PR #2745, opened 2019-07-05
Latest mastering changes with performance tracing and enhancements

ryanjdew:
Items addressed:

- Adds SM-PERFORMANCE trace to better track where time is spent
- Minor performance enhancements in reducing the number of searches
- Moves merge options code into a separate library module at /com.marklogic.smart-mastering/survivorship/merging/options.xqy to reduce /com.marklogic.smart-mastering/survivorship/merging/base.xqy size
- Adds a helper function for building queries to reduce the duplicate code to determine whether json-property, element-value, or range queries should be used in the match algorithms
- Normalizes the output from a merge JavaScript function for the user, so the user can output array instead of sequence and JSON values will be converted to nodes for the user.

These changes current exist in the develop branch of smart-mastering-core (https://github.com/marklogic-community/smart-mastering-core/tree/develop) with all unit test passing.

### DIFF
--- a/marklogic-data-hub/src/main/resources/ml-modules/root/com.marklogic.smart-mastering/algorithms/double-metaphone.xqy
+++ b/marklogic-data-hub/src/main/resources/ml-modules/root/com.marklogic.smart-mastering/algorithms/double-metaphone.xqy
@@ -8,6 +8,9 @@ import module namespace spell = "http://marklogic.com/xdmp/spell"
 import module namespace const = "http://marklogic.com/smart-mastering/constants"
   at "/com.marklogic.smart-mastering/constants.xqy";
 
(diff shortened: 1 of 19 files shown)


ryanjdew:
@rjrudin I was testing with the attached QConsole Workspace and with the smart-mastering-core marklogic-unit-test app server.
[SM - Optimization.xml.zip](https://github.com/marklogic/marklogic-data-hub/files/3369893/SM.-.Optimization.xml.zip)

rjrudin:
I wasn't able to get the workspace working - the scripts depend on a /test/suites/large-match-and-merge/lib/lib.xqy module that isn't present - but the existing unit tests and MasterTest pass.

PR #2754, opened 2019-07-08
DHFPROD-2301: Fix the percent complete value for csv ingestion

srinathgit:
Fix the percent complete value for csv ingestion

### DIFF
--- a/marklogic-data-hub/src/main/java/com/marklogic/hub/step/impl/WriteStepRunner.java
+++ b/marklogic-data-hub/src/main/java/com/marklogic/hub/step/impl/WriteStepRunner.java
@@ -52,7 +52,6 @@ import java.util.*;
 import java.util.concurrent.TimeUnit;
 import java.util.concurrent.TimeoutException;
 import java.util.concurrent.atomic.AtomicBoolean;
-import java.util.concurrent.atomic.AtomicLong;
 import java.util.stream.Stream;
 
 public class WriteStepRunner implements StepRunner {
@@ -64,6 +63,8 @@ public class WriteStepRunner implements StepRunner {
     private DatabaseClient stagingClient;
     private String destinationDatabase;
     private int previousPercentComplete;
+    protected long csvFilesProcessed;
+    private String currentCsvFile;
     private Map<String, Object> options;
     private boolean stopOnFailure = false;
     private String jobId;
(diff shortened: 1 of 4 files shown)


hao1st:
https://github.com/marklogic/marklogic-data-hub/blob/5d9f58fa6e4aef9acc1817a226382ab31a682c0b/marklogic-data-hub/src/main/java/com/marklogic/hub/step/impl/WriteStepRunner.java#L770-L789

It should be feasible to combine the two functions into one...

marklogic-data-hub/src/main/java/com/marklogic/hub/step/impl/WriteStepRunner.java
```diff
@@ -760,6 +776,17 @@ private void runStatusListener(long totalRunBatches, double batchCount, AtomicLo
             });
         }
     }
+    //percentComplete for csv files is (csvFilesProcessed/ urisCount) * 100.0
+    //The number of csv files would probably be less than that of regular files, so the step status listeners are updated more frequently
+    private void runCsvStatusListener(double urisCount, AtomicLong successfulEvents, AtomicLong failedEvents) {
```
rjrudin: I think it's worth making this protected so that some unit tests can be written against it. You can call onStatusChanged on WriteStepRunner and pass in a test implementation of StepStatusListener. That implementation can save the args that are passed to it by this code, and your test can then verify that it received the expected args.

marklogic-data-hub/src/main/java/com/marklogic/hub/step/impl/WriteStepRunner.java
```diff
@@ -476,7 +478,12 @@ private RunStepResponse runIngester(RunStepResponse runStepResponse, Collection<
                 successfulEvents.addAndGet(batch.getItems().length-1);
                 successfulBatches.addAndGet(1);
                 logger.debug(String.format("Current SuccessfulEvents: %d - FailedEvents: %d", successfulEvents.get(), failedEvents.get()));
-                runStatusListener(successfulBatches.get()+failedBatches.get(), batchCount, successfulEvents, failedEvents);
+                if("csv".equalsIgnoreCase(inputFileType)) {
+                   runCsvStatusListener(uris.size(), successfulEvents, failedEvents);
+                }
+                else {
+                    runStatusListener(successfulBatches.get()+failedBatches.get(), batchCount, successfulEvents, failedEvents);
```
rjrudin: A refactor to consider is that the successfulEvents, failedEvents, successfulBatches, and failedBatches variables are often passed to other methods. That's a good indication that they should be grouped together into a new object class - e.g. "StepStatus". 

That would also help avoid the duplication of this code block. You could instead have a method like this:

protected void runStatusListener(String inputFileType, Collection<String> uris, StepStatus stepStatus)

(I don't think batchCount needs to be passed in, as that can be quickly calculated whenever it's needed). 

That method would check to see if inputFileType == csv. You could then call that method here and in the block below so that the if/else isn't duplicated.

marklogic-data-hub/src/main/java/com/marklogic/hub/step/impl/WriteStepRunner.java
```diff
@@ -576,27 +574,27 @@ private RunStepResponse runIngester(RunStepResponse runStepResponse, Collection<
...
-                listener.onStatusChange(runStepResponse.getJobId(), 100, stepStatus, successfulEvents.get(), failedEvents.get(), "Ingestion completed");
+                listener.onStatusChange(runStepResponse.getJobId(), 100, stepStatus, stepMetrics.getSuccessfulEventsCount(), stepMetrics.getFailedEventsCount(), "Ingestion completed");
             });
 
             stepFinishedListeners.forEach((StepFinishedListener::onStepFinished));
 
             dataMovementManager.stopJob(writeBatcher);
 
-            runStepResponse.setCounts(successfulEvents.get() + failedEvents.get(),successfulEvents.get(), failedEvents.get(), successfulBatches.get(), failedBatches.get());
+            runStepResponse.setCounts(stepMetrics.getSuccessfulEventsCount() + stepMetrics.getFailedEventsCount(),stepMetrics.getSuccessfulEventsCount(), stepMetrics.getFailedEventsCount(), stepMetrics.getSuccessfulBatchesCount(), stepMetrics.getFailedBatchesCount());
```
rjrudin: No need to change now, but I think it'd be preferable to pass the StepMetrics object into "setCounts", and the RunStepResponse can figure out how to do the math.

···

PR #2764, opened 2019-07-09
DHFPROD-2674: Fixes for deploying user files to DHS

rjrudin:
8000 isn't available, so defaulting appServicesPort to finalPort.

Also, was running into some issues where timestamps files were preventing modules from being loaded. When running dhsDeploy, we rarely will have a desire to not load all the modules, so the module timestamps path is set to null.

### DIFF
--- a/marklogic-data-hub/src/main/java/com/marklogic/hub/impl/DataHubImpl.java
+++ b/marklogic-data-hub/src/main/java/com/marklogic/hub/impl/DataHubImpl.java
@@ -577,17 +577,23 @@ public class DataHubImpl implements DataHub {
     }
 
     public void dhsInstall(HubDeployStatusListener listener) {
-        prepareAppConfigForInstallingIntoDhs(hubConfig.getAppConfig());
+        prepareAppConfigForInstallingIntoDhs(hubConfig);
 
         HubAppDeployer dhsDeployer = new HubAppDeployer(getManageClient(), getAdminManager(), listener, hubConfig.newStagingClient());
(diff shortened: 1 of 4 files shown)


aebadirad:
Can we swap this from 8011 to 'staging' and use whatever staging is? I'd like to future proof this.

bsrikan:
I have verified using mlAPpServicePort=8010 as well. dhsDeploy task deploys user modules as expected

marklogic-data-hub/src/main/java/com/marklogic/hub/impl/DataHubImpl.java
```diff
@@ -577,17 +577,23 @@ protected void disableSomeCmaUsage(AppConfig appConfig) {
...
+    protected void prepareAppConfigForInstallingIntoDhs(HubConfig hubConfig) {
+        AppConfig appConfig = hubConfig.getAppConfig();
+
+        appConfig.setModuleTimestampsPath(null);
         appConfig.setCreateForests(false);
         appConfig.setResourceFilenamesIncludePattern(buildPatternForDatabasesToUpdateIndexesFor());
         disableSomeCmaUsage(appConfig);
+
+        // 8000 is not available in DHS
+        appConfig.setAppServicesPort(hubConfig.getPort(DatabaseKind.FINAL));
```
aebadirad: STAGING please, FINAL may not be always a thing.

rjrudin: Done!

···

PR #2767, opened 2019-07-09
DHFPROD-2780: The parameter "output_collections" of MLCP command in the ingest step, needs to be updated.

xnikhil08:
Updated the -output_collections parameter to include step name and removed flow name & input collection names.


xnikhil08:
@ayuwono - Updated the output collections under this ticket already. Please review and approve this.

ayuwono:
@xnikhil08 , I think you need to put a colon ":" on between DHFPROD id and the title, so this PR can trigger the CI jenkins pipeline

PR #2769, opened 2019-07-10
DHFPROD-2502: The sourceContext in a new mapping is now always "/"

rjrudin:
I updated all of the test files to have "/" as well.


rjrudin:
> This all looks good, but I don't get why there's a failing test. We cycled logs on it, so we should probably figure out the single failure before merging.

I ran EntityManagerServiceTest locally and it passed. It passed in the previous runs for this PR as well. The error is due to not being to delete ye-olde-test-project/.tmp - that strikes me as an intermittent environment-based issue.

···

INSTRUCTIONS FOR THE TASK ▸ Using the records above, set down exactly the lines from the one with "PR #2745, opened 2019-07-05" through the one with "- Moves merge", inclusive, and nothing more.

RESPONSE TO THE TASK ▸
PR #2745, opened 2019-07-05
Latest mastering changes with performance tracing and enhancements

ryanjdew:
Items addressed:

- Adds SM-PERFORMANCE trace to better track where time is spent
- Minor performance enhancements in reducing the number of searches
- Moves merge options code into a separate library module at /com.marklogic.smart-mastering/survivorship/merging/options.xqy to reduce /com.marklogic.smart-mastering/survivorship/merging/base.xqy size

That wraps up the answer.